Stored data
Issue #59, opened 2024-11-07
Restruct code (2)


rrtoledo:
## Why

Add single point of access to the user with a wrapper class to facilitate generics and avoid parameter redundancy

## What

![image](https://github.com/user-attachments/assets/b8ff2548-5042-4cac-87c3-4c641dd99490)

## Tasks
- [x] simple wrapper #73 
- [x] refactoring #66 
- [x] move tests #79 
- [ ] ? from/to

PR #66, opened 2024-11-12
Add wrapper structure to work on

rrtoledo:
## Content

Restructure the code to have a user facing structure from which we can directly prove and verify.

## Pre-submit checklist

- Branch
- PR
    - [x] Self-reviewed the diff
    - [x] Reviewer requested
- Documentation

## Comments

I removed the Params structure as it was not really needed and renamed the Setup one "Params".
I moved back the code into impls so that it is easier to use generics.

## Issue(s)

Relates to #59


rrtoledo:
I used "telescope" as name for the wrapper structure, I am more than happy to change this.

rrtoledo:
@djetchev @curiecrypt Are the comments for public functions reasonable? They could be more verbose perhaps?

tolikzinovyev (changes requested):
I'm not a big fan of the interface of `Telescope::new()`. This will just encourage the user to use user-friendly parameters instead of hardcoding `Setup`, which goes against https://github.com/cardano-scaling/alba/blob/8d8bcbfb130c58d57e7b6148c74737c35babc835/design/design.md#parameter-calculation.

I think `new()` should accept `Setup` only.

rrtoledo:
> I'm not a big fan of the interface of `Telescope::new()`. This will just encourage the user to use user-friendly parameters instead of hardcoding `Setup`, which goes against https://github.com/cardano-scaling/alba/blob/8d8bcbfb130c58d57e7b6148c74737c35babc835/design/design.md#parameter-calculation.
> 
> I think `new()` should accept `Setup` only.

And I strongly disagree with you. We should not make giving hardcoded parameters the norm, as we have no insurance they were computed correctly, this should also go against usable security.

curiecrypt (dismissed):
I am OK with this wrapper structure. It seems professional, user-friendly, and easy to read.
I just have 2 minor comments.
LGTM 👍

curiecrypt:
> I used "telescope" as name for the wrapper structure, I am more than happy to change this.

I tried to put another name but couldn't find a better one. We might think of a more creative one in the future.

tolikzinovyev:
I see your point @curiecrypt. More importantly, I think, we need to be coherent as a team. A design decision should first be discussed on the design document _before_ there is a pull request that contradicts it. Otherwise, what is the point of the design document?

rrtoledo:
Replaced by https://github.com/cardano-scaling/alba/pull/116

* _TASK STATEMENT_
If a line in the data above holds the string "design", copy it.

* _SOLUTION TO THIS EXERCISE_
I'm not a big fan of the interface of `Telescope::new()`. This will just encourage the user to use user-friendly parameters instead of hardcoding `Setup`, which goes against https://github.com/cardano-scaling/alba/blob/8d8bcbfb130c58d57e7b6148c74737c35babc835/design/design.md#parameter-calculation.
> I'm not a big fan of the interface of `Telescope::new()`. This will just encourage the user to use user-friendly parameters instead of hardcoding `Setup`, which goes against https://github.com/cardano-scaling/alba/blob/8d8bcbfb130c58d57e7b6148c74737c35babc835/design/design.md#parameter-calculation.
I see your point @curiecrypt. More importantly, I think, we need to be coherent as a team. A design decision should first be discussed on the design document _before_ there is a pull request that contradicts it. Otherwise, what is the point of the design document?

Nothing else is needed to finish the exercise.